(WORK ORDER) Given the entries below, copy each of them out exactly.

[Stored data entries]
PR #3032, opened 2023-10-24
Aligned OriginalFormatString with properties.

### LINKED ISSUE #2722: null logging entry when using SEQ
When using an azure function with Seq.Extensions.Logging, some logging done by Host.Aggregator or Host.Results doesn't contain any message.

#### Repro steps

1. Create a new empty azure function project with an empty http trigger.
2. Install Seq.Extensions.Logging
3. Configure SEQ in startup.cs
 ```csharp
    {
        {
            builder.Services.AddLogging(logging => logging.AddSeq("http://localhost:5341/"));
        }
    }
```
4. Trigger a function so that `Host.Results` can log a result.

#### Expected behavior

All logging in SEQ from azure function sdk should contains message.
image

#### Actual behavior

Some entry by Host.Results and Host.Aggregator are logged with `null` as message
image
image

#### Known workarounds

Supress Host.Results and Host.Aggregator logging to prevent null entry.

#### Related information 

If I understood the problem correctly, some logging are done without an EventId which cause logging without a message
* https://github.com/Azure/azure-webjobs-sdk/blob/804820cdce76b12f2e36ac12eb632beceba3e7da/src/Microsoft.Azure.WebJobs.Host/Loggers/Logger/LoggerExtensions.cs#L59

RohitRanjanMS:
Updated the OriginalFormatString to align with the properties.
Fixes #2722 

image

### DIFF
--- a/src/Microsoft.Azure.WebJobs.Host/Loggers/Logger/States/FunctionResultAggregateState.cs
+++ b/src/Microsoft.Azure.WebJobs.Host/Loggers/Logger/States/FunctionResultAggregateState.cs
@@ -9,7 +9,7 @@ namespace Microsoft.Azure.WebJobs.Logging
 {
     internal readonly struct FunctionResultAggregateState : IReadOnlyList<KeyValuePair<string, object>>
     {
-        public const string OriginalFormatString = "Aggregate result (function={Name}, count={Count}, time={Timestamp}, duration={AverageDuration}ms, maxDuration={MaxDuration}ms, minDuration={MinDuration}ms, success={Successes}, failure={Failures}, rate={SuccessRate})";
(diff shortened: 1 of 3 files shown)


andystaples (approved):
LGTM

matt-richardson:
Hey @RohitRanjanMS :wave:

I just started digging into this - I'm still seeing this error in my logs.

It appears that we need a new release of `Microsoft.Azure.WebJobs` to get this fix.
[According to nuget](https://www.nuget.org/packages/Microsoft.Azure.WebJobs#versions-body-tab), the last release was a bout a week before this PR merged.

Do you have the superpowers to make this happen? If not, what's the best path forward?

matt-richardson:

(TASK RESULT)
PR #3032, opened 2023-10-24
Aligned OriginalFormatString with properties.

### LINKED ISSUE #2722: null logging entry when using SEQ
When using an azure function with Seq.Extensions.Logging, some logging done by Host.Aggregator or Host.Results doesn't contain any message.

#### Repro steps

1. Create a new empty azure function project with an empty http trigger.
2. Install Seq.Extensions.Logging
3. Configure SEQ in startup.cs
 ```csharp
    {
        {
            builder.Services.AddLogging(logging => logging.AddSeq("http://localhost:5341/"));
        }
    }
```
4. Trigger a function so that `Host.Results` can log a result.

#### Expected behavior

All logging in SEQ from azure function sdk should contains message.
image

#### Actual behavior

Some entry by Host.Results and Host.Aggregator are logged with `null` as message
image
image

#### Known workarounds

Supress Host.Results and Host.Aggregator logging to prevent null entry.

#### Related information 

If I understood the problem correctly, some logging are done without an EventId which cause logging without a message
* https://github.com/Azure/azure-webjobs-sdk/blob/804820cdce76b12f2e36ac12eb632beceba3e7da/src/Microsoft.Azure.WebJobs.Host/Loggers/Logger/LoggerExtensions.cs#L59

RohitRanjanMS:
Updated the OriginalFormatString to align with the properties.
Fixes #2722 

image

### DIFF
--- a/src/Microsoft.Azure.WebJobs.Host/Loggers/Logger/States/FunctionResultAggregateState.cs
+++ b/src/Microsoft.Azure.WebJobs.Host/Loggers/Logger/States/FunctionResultAggregateState.cs
@@ -9,7 +9,7 @@ namespace Microsoft.Azure.WebJobs.Logging
 {
     internal readonly struct FunctionResultAggregateState : IReadOnlyList<KeyValuePair<string, object>>
     {
-        public const string OriginalFormatString = "Aggregate result (function={Name}, count={Count}, time={Timestamp}, duration={AverageDuration}ms, maxDuration={MaxDuration}ms, minDuration={MinDuration}ms, success={Successes}, failure={Failures}, rate={SuccessRate})";
(diff shortened: 1 of 3 files shown)


andystaples (approved):
LGTM

matt-richardson:
Hey @RohitRanjanMS :wave:

I just started digging into this - I'm still seeing this error in my logs.

It appears that we need a new release of `Microsoft.Azure.WebJobs` to get this fix.
[According to nuget](https://www.nuget.org/packages/Microsoft.Azure.WebJobs#versions-body-tab), the last release was a bout a week before this PR merged.

Do you have the superpowers to make this happen? If not, what's the best path forward?

matt-richardson:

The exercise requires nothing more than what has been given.